Патруль, в зеленых фуражках, остановил машину Авраама на полпути от городского парка к зданию радиостанции:
– Хорошо, что я решил сначала отыскать Шмуэля, – невесело подумал он, – а потом заехать за оружием, в комиссионку. Если бы у меня нашли пистолет, вряд ли бы я сейчас оставался над землей… – на конференции Авраам слышал разговоры о подвальной тюрьме на проспекте Андраши:
– Проспектом Сталина улицу никто не называл, – понял он, – а сейчас и вовсе, от статуи остались одни сапоги…
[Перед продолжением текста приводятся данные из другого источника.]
PR #39414, opened 2025-10-09
fix(pgmeta): return pks in order

charislam:
to match pg-meta pr here: https://github.com/supabase/postgres-meta/pull/996


joshenlim (approved):
LGTM - i dont think dashboard is using this atm actually so all good

PR #39424, opened 2025-10-10
Remove has configured auth step

SaxonF:
By default authentication (sign up/in) is enabled on new projects. In our new getting started section we were showing a step for enabling which could lead to confusion. Reduce steps by removing auth check and lean more into the sign up user step.


joshenlim (approved):
Code changes LGTM!

PR #41165, opened 2025-12-08
feat: add auth db connection strategy linter

hf:
Adds a new informational performance lint rule that checks the Auth server's connection pooling strategy. If it's not percent then it shows up on projects that aren't on free plan and have at least one user.

image


alaister (approved):
LGTM!

PR #41172, opened 2025-12-08
Improve experiment telemetry for generate policies A/B test

seanoliver:
## Problem

The generate policies experiment telemetry wasn't set up in a way that makes PostHog analysis straightforward. We learned from the table quickstart experiment that having concrete exposure and conversion events with consistent `experiment_id` and `variant` properties makes analyzing results way cleaner directly in PostHog.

По окраинам площади у парка пылали перевернутые машины полиции и госбезопасности. Пробившись сквозь размахивающую трехцветными флагами толпу, Авраам прочел на гранитном постаменте яркие, с потеками алой краски, криво написанные буквы:
– Доктору Судакову. Симон уехал к радиостанции… – чертыхнувшись, Авраам развернулся:
– Зачем он в это полез? Хотя он только что после армии, парень молодой, горячий. Но Тупица его еще младше, а не ходит ни на какие митинги. Он прилежно репетирует, один или с Аделью… – заводя машину, Авраам напомнил себе, что Тупица всегда был осторожен:
– Как любой гений. Он знает, что ему надо беречь себя. Шмуэль тоже не лихая голова, как Иосиф, но иногда и он может переступить черту… – они с Эстер беспокоились за старшего пасынка. На египетской границе продолжались стычки, все говорили о неминуемой войне. Египет отказался выполнять решение ООН о пропуске израильского флота через Суэцкий канал:
– Даже не военные корабли, а торговые… – Авраам не сдержал зевок, – а в Кнессете заседает достаточно ястребов. Они спят и видят Израиль, вернувшийся к библейским границам, от Нила до Евфрата… – Авраам напечатал несколько статей в левой прессе, громящих такую позицию:
– У нас не хватит сил воевать со всем арабским миром, – настаивал он, – новые иммигранты еще живут в палаточных лагерях. Надо развивать страну, добиваться объединения Иерусалима, мирным путем… – Авраам проводил черту, как он говорил, когда речь шла о Стене Плача:
– Пусть Иерусалим станет городом под совместным управлением евреев и арабов, – замечал он, – на это я готов пойти. Я готов пойти на что угодно, только бы евреи смогли молиться у Стены, как веками делала моя семья…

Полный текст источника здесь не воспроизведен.